Despite its crippling effects, fatherlessness is increasing in America. Presently, “close to 40% of all children do not live with their biological parents, and percentage that is steadily climbing” (Popenoe, 1996). “Before they reach the age of 18,” Blankenhorn (1995) states, “more than half of our nation’s children are likely to spend at least a significant portion of their childhoods living apart from their fathers”. The epidemic of fatherlessness is most prevalent in our cities. A recent survey of nearly 200 urban neighborhoods found that 90% of all the families living there were without fathers (Popenoe, 1996).

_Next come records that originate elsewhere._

PR #1084, opened 2021-01-04
util: Support f32 to f16 conversion even without AVX2

bookmist:
Check if AVX2 is suported at run-time and use appropriate conversion function.

I check on Intel(R) Core(TM) i5-2500K CPU and MSVC 2019 compiler and it works well, but it needs check on other CPUs and compilers.

### DIFF
--- a/vita3k/util/src/util.cpp
+++ b/vita3k/util/src/util.cpp
@@ -250,7 +250,7 @@ std::int64_t byte_swap(std::int64_t val) {
     return byte_swap(static_cast<std::uint64_t>(val));
 }
 
-void float_to_half(const float *src, std::uint16_t *dest, const int total) {
+void float_to_half_AVX_F16C(const float *src, std::uint16_t *dest, const int total) {
     float toconvert[8] = { 0.0f, 0.0f, 0.0f, 0.0f, 0.0f, 0.0f, 0.0f, 0.0f };
     int i = 0;
 
@@ -266,6 +266,48 @@ void float_to_half(const float *src, std::uint16_t *dest, const int total) {
         dest += 8;
     }
 }
+
+#if (defined(__AVX__) && defined(__F16C__)) || defined(__AVX2__)
+//forced use AVX+F16C instruction set
+//AVX2 checked intentionally cause MSVC does not have __F16C__ macros
+//and checking AVX is not enough for some CPU architectures (Intel Sandy bridge)
+void float_to_half(const float *src, std::uint16_t *dest, const int total) {
+    float_to_half_AVX_F16C(src, dest, total);
+}
+#else
+//check and use AVX+F16C instruction set if possible
+#include <util/instrset_detect.h>
+
+void float_to_half_basic(const float *src, std::uint16_t *dest, const int total) {
+    int i = 0;
+    while (i < total) {
+        uint32_t x = *((uint32_t *)&src[i]);
+        dest[i] = ((x >> 16) & 0x8000) | ((((x & 0x7f800000) - 0x38000000) >> 13) & 0x7c00) | ((x >> 13) & 0x03ff);
+        i++;
+    }
+}
+
+// use function variable as imitation of self-modifying code.
+// on first use we check processor features and set appropriate realisation, later we immediately use appropriate realisation
+void float_to_half_init(const float *src, std::uint16_t *dest, const int total);
+
+void (*float_to_half_var)(const float *src, std::uint16_t *dest, const int total) = float_to_half_init;
+
+void float_to_half_init(const float *src, std::uint16_t *dest, const int total) {
+    if (util::instrset::hasF16C()) {
+        float_to_half_var = float_to_half_AVX_F16C;
+        LOG_INFO("AVX+F16C instruction set supported. Use fast f32 to f16 conversion");
+    } else {
+        float_to_half_var = float_to_half_basic;
+        LOG_INFO("AVX+F16C instruction set not supported. Use basic f32 to f16 conversion");
+    }
+    (*float_to_half_var)(src, dest, total);
+}
+
+void float_to_half(const float *src, std::uint16_t *dest, const int total) {
+    (*float_to_half_var)(src, dest, total);
+}
+#endif
 
 // pent0 found on stackoverflow
 // https://stackoverflow.com/questions/4398711/round-to-the-nearest-power-of-two/4398799
--- a/vita3k/util/CMakeLists.txt
+++ b/vita3k/util/CMakeLists.txt
@@ -10,6 +10,7 @@ add_library(
     include/util/find.h
     include/util/fs.h
     include/util/function_info.h
+    include/util/instrset_detect.h
     include/util/semaphore.h
     include/util/lock_and_find.h
     include/util/log.h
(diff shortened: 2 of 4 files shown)


scribam:
`_mm256_load_ps` requires AVX and `_mm256_cvtps_ph` requires F16C but you seem to check for AVX2 support in your code :thinking: 
You can find F16C detection here : https://github.com/vectorclass/version2/blob/master/instrset_detect.cpp

Also, wouldn't be better to move the instruction set detection code to a specific file? Or at least out of the `#ifdef __AVX2__ #else #endif` block to it can be reused for other usages?
If you prefer to use a third party library (in the external folder), I am okay with that.

bookmist:
> `_mm256_load_ps` requires AVX and `_mm256_cvtps_ph` requires F16C but you seem to check for AVX2 support in your code 🤔
> You can find F16C detection here : https://github.com/vectorclass/version2/blob/master/instrset_detect.cpp
> 
> Also, wouldn't be better to move the instruction set detection code to a specific file? Or at least out of the `#ifdef __AVX2__ #else #endif` block so it can be reused for other usages?
> If you prefer to use a third party library (in the external folder), I am okay with that.

Changed detection and moved to specific file.

bookmist:
@scribam @frangarcj Please, review.

vita3k/util/src/util.cpp
```diff
@@ -267,6 +267,47 @@ void float_to_half(const float *src, std::uint16_t *dest, const int total) {
     }
 }
 
+#ifdef __AVX2__
```
scribam, line 270: Why AVX2? It should be AVX + F16C

vita3k/util/src/util.cpp
```diff
@@ -267,6 +267,47 @@ void float_to_half(const float *src, std::uint16_t *dest, const int total) {
...
+//forced use F16C instruction set
+//AVX2 checked intentionally cause checking AVX is not enough for some CPU architectures (Sandy bridge)
```
scribam, line 272: Update comment to remove reference to AVX2

vita3k/util/src/util.cpp
```diff
@@ -267,6 +267,47 @@ void float_to_half(const float *src, std::uint16_t *dest, const int total) {
...
+}
+
+// use function variable as imitation of self-modifying code.
+// on first use we check processor features and set appropriate realisation, later we immediately use appropriate realisation
+void float_to_half_init(const float *src, std::uint16_t *dest, const int total);
+
+void (*float_to_half_var)(const float *src, std::uint16_t *dest, const int total) = float_to_half_init;
+
+void float_to_half_init(const float *src, std::uint16_t *dest, const int total) {
+    if (util::instrset::hasF16C()) {
```
scribam, line 296: Requires AVX + F16C

vita3k/util/src/util.cpp
```diff
@@ -267,6 +267,47 @@ void float_to_half(const float *src, std::uint16_t *dest, const int total) {
...
+        float_to_half_var = float_to_half_F16C;
+        LOG_INFO("F16C instruction set supported. Use fast f32 to f16 conversion");
```
scribam, line 298: AVX + F16C

vita3k/util/src/util.cpp
```diff
@@ -267,6 +267,47 @@ void float_to_half(const float *src, std::uint16_t *dest, const int total) {
...
+    } else {
+        float_to_half_var = float_to_half_basic;
+        LOG_INFO("F16C instruction set not supported. Use basic f32 to f16 conversion");
```
scribam, line 301: AVX + F16C

vita3k/util/src/util.cpp
```diff
@@ -250,7 +250,7 @@ std::int64_t byte_swap(std::int64_t val) {
     return byte_swap(static_cast<std::uint64_t>(val));
 }
 
-void float_to_half(const float *src, std::uint16_t *dest, const int total) {
+void float_to_half_F16C(const float *src, std::uint16_t *dest, const int total) {
```
scribam, line 253: Probably rename it to float_to_half_AVX_F16C or similar

scribam (changes requested):
These lines force the requirements to avx + f16c for specific compilers and should be removed I think
https://github.com/Vita3K/Vita3K/blob/24385524586edb63274eaa935e04a9205ac979eb/CMakeLists.txt#L52-L56

vita3k/util/src/util.cpp
bookmist: I don't know how to check exactly AVX + F16C at compile-time. common compiler macros are __AVX__ and __AVX2__  I've found some checks but they were compiler-specific.
As sayed on wikipedia Intel Sandy Bridge has AVX but does not have F16C, so checking __AVX__ is not enough.

vita3k/util/src/util.cpp
bookmist: F16C include AVX (hasF16C function firstly check AVX)

vita3k/util/src/util.cpp
scribam: `#if defined(__AVX__) && defined(__F16C__)` does not work?

vita3k/util/src/util.cpp
scribam: Miss that, all good then 👍

vita3k/util/src/util.cpp
bookmist: I can't check, but as told here https://git.sailfishos.org/mer-core/qtbase/commit/280e321e52fd4e86545f3f0d4bd4e047786a897e and there https://stackoverflow.com/questions/16348909/how-do-i-know-if-i-can-compile-with-fma-instruction-sets "Unfortunately MSVC doesn't define any instruction set specific macros other than __AVX__ and __AVX2__"

bookmist: maybe will work #if (defined(__AVX__) && defined(__F16C__)) || defined(__AVX2__)

CMakeLists.txt
```diff
@@ -49,12 +49,6 @@ if(CMAKE_GENERATOR MATCHES "Visual Studio" AND (CMAKE_C_COMPILER_ID MATCHES "MSV
 	string(APPEND CMAKE_CXX_FLAGS " /MP")
 endif()
 
-if ((CMAKE_CXX_COMPILER_ID STREQUAL "Clang")
-		OR (CMAKE_CXX_COMPILER_ID STREQUAL "GNU")
-		OR (CMAKE_CXX_COMPILER_ID STREQUAL "AppleClang"))
-	set(CMAKE_CXX_FLAGS "${CMAKE_CXX_FLAGS} -msse2 -mavx -mf16c")
```
scribam, line 55: Actually, only `-mavx -mf16c` has to be removed. SSE2 is still a requirement.

bookmist:
:( disabling  -mavx -mf16c makes f16c intrinsics impossible to use in GCC and Clang. Looks like this two compilers have 2 ways of work with instruction sets: on and it's used everywhere and off and it can't be used at all. Looks like all my code is useful only on MSVC. Common way of runtime detection with GCC or CLang is detect on install or loading different .dll/.so for different instruction sets.

scribam (approved):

The missing father is ipso facto often not a benign figure, i.e. because he is not there, he is bad. His negative image may be reinforced by the circumstances of his absence, e.g., his being incarcerated, his abuse of the youngster’s mother, his not supporting the family. The negative image of the father may be intensified by the mother’s anger at him. In these cases, the identification in the young adolescent male with his absent father still takes place because in his stage of development he had a strong need for identification with a male model. But the identification here is with the father’s negative aspects. On a conscious level the boy may idealize the father, granting him positive attributes he may or may not posses’ unconsciously he may take on some of the father’s “bad” characteristics.
Some adolescents idealize their fathers precisely because of their negative qualities, and consciously strive to be as destructive as possible. Identification is a powerful defense. It protects the youngster from experiencing the anger that would facilitate de-idealization of the father, and maintains a bond with him. It drives some of the deviant behaviors in which father-absent boys engage.
The importance of fathers to the lives of their children has been a charged issue. Greif and Bailey (1990) point out that the concern about sexism had put an emphasis on women’s perspectives and highlighted their strengths. The study of fathers has thus been less favored.
Asserting the importance of fathers in children’s lives in no way diminishes the valiant and often successful efforts of single mothers to raise their children. The assertion is rather a recognition that the responsibility of raising a child is of such enormous consequence that no parent should have to attempt it alone.